I started today day with a nice sleep-in and lazy breakfast outside in the sun. Actually, my legs weren't giving me any option other than moving as slowly as possible. It took me so long that it was noon by the time that I caught the City Sightseeing Bus with a very opinionated tour guide. The bus does a regular loop around the city and out to the beaches. It's incredibly convenient for the price and all the information you get. I hopped off at the Table Mountain cable car station and took a ride up . The vertigo as the cable car approaches the top station is quite something. The top of Table Mountain is often covered in a cloud that the locals call a tablecloth. There might not be a cloud in the sky except for the tablecloth. That cloud dumps moisture on the mountain that keeps the plant life going. Today, however, there was no tablecloth and the views stretched at least 50 miles. I had lunch and enjoyed the serenity of the place and the views of Chapman's Peak, then back down to take the bus to Camps Bay. Every middle class and upper class family in Cape Town was at the beach today. What a great way to spend Easter! I stuck my feet in the Atlantic for a minute or two and then left when I couldn't feel them anymore. I wish I could have done the same thing for my legs.
 |
 |
| The view of the Cape Town city bowl. |
And the townships to the east of it on the other side of Table Mountain. |
 |
 |
| The beautiful Table Bay. After the ultra, we drove to the other side for drinks and gazed at Table Mountain. |
The cable car that takes you to the top of Table Mountain. It rotates 360 degrees as it travels. |
Back on the bus to Cape Town. The drive along Beach Road was gorgeous. The tour guide kept talking about all the expensive condos and housing going up in the area, but the real scene stealer was the Atlantic. Back in Cape Town I got dropped off last since I wanted to go to McDonald's for my post-marathon supper. I asked the tour guide about the parking attendants. He said it was a project started by the city a few years ago to find employment for poor blacks. The city reasoned it was better to give them a job than to have them idle and tempted to steal. On the other hand, it was hard to explain to citizens why formerly free parking now cost something, and why there were no fixed prices for parking. The attendants don't give anything back to the city and don't keep records. It's like a formalized begging system and I have no doubt that the only thing it'll end up creating is a deeply entrenched sense of entitlement.

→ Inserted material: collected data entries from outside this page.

PR #607, opened 2025-02-10
fix: set upper bound on max_tokens parameter for LLMs

nikochiko:
### Q/A checklist

```bash
poetry lock --no-update
```
- [x] Run tests 
```bash
```
```bash
```
```bash

```
```python
def my_function():
    import pandas as pd
    ...
```

### Legal Boilerplate

### DIFF
--- a/daras_ai_v2/language_model_settings_widgets.py
+++ b/daras_ai_v2/language_model_settings_widgets.py
@@ -49,17 +49,16 @@ def language_model_settings(selected_models: str | list[str] | None = None) -> N
     with col1:
         gui.checkbox("Avoid Repetition", key="avoid_repetition")
 
-    if any(map(lambda llm: llm.supports_json, llms)):
-        with col2:
-            gui.selectbox(
-                f"###### {field_title_desc(LanguageModelSettings, 'response_format_type')}",
-                options=[None, "json_object"],
-                key="response_format_type",
-                format_func={
-                    None: BLANK_OPTION,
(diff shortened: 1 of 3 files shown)


devxpy:
reminder to update this for all LLMs with defaults

daras_ai_v2/language_model_settings_widgets.py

Off to Mossel Bay tomorrow on the BazBus.
- Monday April 9         Web updates are becoming a bit difficult due to problems logging into GeoCities. Today's big thing was a trip on the BazBus with 18 other backpackers. Our driver is a funny, laid-back black man named Alfred. He tells us that his friends call him 7-11 "'cause my mouth, it stays open 'til late." The trip to Mossel Bay (or Mosselbaai in Afrikaans, said in one quick hurry) is about five hours long, but I'm not bored for a minute. I'm instead transfixed by the surreal scenery, the huge cragged mountains to the north that follow us, the vast rolling lowveld that we drive through that looks a lot like the range land in Alberta, until you see the solitary windswept African trees at the top of the hills. Just another beautiful day in South Africa. We stop a few times to pick up or drop off backpackers in tidy little villages that look like they belong in Mediterranean Europe. It's sometimes hard to reconcile the African wildness with the rigid British and Dutch systems that make the country run fairly smoothly.
Traffic on the N2 rolls quite smoothly, too. The road is only a double carriage-way with a wide shoulder on either side. There's a LOT of traffic and when you want to pass someone you flash your lights and the car ahead of you moves over onto the shoulder (while maintaining its speed.) You pass somewhere in the middle of the road. It would be stress-free if it weren't for the people and the bikes on the shoulder. I'm crossing my fingers that the N1 from Johannesburg to Cape Town that I'll be driving in two weeks is four lanes.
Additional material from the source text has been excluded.